We're using boost/rapidxml for XML parsing in a pub/sub broker implementation and for a certain XML payload, the broker crashes.

To eliminate as many variables as possible, I have implemented a short test program doing only the XML parse, and the crash is similar.

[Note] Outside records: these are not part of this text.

PR #2071, opened 2026-09-05
[MOB-1848] Package of fixes to improve overall performance and stability

Chlup:
This PR lands the iOS side of the sync-contention series (Linear MOB-1848) on `main` in one merge commit. The branch is the top of the reviewed stack plus one merge of `main` that resolves the SDK pin and the instructions file.

## What the series fixes

- **MOB-1853** Automatic server switching no longer restarts a sync that is in progress; when the wallet's own recovery gives up, the app rebuilds the connection (to a better server when one exists) instead of spinning forever, shows a "Sync has stalled" banner with Retry, and keeps the banner honest while a retry runs or the app goes to the background.
- **MOB-1854** Sync resumes after a migration broadcast even when the resume request arrives while the previous start is still finishing; backgrounding during a restart cannot leave that restart running.
- **MOB-1855 / MOB-1856** The transaction list no longer empties or sticks on placeholders while the wallet catches up, and the app stays responsive during a long history refresh.
- **MOB-1857** Insufficient-funds and failed-payment messages are correct again.
- **MOB-1858** Sending no longer waits behind unrelated network work; the transaction guard covers only the broadcast, and transactions the app created but could not hand over are released to the SDK's background resubmission.
- **MOB-1859** Opening the wallet no longer generates a fresh receive address for every account on each load.
- **MOB-1860** Leaving a voting screen while a proof is being prepared stops that work.
- **MOB-1862** Balances: a loading balance for a previous account can no longer be shown as the new account's; the breakdown shows the same spendable and pending amounts as the home screen; funds awaiting confirmation no longer leave the balance spinning; swapping into ZEC no longer waits for spendability.
- **MOB-1863** A sent transaction shows "Sent · awaiting confirmation" once a server has accepted it.
- **MOB-1869** Send, Swap and Pay wait for the spendable balance the way the home screen does instead of reporting insufficient funds while it is still being worked out.
- **MOB-1848** The SDK pin moves to the SDK `main` commit that carries the matching SDK series (landed via zodl-swift-wallet-sdk #45).

`CHANGELOG.md` carries the user-facing entries under Unreleased.

## How it was reviewed

The work was reviewed as 21 stacked pull requests, one per change, each approved in place: #2083–#2102, #2104, #2105. Review fixes landed on the affected level and were merged forward, so this branch is exactly the sum of those PRs. The stacked PRs were retargeted to `main` so that GitHub marks them merged when this PR lands.

## How to merge

Merge with a merge commit. The stacked PRs close as merged by themselves and the level branches are deleted afterwards. This branch deliberately does not contain the two manual version-bump commits that were on the integration branch before; version bumps stay with the release process.

## The merge of `main`

`main` released 3.12.0 while the stack was under review. The merge commit keeps the released changelog sections untouched and re-homes the stack's entries under Unreleased; `.sdk-pin` keeps the series' SDK pin, `CLAUDE.md` takes `main`'s stub, and the three transaction-guard notes the series added to the old `CLAUDE.md` moved into `AGENTS.md`.

## Test plan

- Build for testing and the whole `zodlTests` target against the pinned SDK, built locally from source: 1829 Swift Testing tests in 245 suites passed, XCTest 37 tests, 0 failures.
- CI runs on this head.


LukasKorba (approved):
utACK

My short test program is found here:

#include <stdio.h>       // printf
#include <unistd.h>      // read
#include <sys/types.h>   // open
#include <sys/stat.h>    // open
#include <fcntl.h>       // open
#include <errno.h>       // errno
#include <string.h>      // strerror
#include "rapidxml.hpp"
#ifdef LONG_RAPIDXML_NAME_SPACE
// boost version >= 1.45
using namespace boost::property_tree::detail::rapidxml;
#else
// boost version <= 1.44
using namespace rapidxml;
#endif
/* ****************************************************************************
*
* xmlTreePresent -
*/
static void xmlTreePresent(xml_node<>* nodeP, std::string indent, int depth = 0)
{
    static int callNo = 0;
    ++callNo;
    if(nodeP == NULL)
    {
        printf("%sNULL NODE\n", indent.c_str());
    }
    char* name  = nodeP->name();
    char* value = nodeP->value();
    printf("%s%s (%s) (call %d, depth %d)\n", indent.c_str(), name, value, callNo, depth);
    xml_node<>* child = nodeP->first_node();
    while(child != NULL)
    {
        printf("%schild at         %p\n", indent.c_str(), child);
        printf("%schild->name() at %p\n", indent.c_str(), child->name());
        if((child->name() != NULL) && (child->name()[0] != 0))
        {
            xmlTreePresent(child, indent + "  ", depth + 1);
        }
        child = child->next_sibling();
    }
}
/* ****************************************************************************
*
* xmlDocPrepare -
*/
static xml_node<>* xmlDocPrepare(char* xml)
{
    xml_document<> doc;
    try
    {
        doc.parse<0>(xml);
    }
    catch(parse_error& e)
    {
        printf("PARSE ERROR: %s\n", e.what());
        return NULL;
    }
    catch(...)
    {
        printf("GENERIC ERROR during doc.parse\n");
        return NULL;
    }
    xml_node<>* father = doc.first_node();
    return father;
}
/* ****************************************************************************
*
* main -
*/
int main(int argC, char* argV[])
{
    char* fileName = argV[1];
    int   fd;
    if((fd = open(fileName, O_RDONLY)) == -1)
    {
        printf("open('%s'): %s", fileName, strerror(errno));
        exit(1);
    }
    struct stat  statBuf;
    if(stat(fileName, &statBuf) != 0)
    {
        printf("stat('%s'): %s", fileName, strerror(errno));
        exit(2);
    }
    char* buf = (char*) calloc(1, statBuf.st_size + 1);
    if(buf == NULL)
    {
        printf("calloc(%lu): %s", statBuf.st_size + 1, strerror(errno));
        exit(3);
    }
    int nb = read(fd, buf, statBuf.st_size);
    if(nb == -1)
    {
        printf("read('%s'): %s", fileName, strerror(errno));
        exit(4);
    }
    else if(nb != statBuf.st_size)
    {
        printf("read %d characters, wanted %lu", nb, statBuf.st_size);
        exit(5);
    }
    xml_node<>*   father    = xmlDocPrepare((char*) buf);
    xmlTreePresent(father, "");
    return 0;
}

A sample input XML is here: http://pastebin.com/rYiDjP7E

I have tried both in Ubuntu (libboost_serialization.so.1.49.0) and in CentOS (libboost_serialization.so.5) and I get similar crashes.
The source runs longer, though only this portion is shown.